Mathematics – Geometric Topology
Scientific paper
2009-04-13
Mathematics
Geometric Topology
41 pages, 26 figures. Added a section on the PSL(2,C) A-polynomial and reorganised the results
Scientific paper
Given an ideal triangulation of a connected 3-manifold with non-empty boundary consisting of a disjoint union of tori, a point of the deformation variety is an assignment of complex numbers to the dihedral angles of the tetrahedra subject to the gluing equations, from which one can recover a representation of the fundamental group of the manifold into the isometries of 3-dimensional hyperbolic space. However, the deformation variety depends crucially on the triangulation: there may be entire components of the representation variety which can be obtained from the deformation variety with one triangulation but not another. We introduce a generalisation of the deformation variety, which again consists of assignments of complex variables to certain dihedral angles subject to polynomial equations, but together with some extra combinatorial data concerning degenerate tetrahedra.
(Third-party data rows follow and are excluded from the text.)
PR #2701, opened 2026-09-16
fix: migrate configs from all released versions

wkentaro:
Upgrading with an older Config File can discard all settings for the session because retired keys fail validation. Preserve supported settings across every released YAML config, including when saving Settings afterward.

Recovery UI is split into #2702, stacked on this PR. Related to #2376; historical audit details are recorded in https://github.com/wkentaro/labelme/issues/2376#issuecomment-5693906134.

The same Config File loaded against `origin/main` and this branch:

```yaml
instance_label_auto_increment: true
auto_save: false
labels: [cat]
```

**Before**

```text
ValueError: Unexpected key in config: instance_label_auto_increment
```

**After**

```text
Loaded: auto_save=False, labels=['cat']
```

Explicit current values take precedence over legacy keys. Migrations also run before Settings writes so resetting a setting to its default cannot revive an older override on restart. The writer uses ordinary round-trip YAML loading; malformed YAML and non-mapping documents are preserved rather than overwritten.

Validation:

- Replayed all 193 YAML defaults across 240 version tags; 47 tags predate YAML config. PyPI coverage was checked separately during the audit. The `config-migrations` CI job fetches full history and runs this replay on pull requests and main pushes. Repeat locally with `make check_config_migrations` after fetching version tags.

This "extended deformation variety"' deals with many situations that the deformation variety cannot. In particular we show that for every orientable 3-manifold with torus boundary components there exists a triangulation such that we can recover any irreducible representation whose image is not a generalised dihedral group from the associated extended deformation variety. As an application, we show that this extended deformation variety detects all factors of the PSL(2,C) A-polynomial associated to the components consisting of the representations it recovers.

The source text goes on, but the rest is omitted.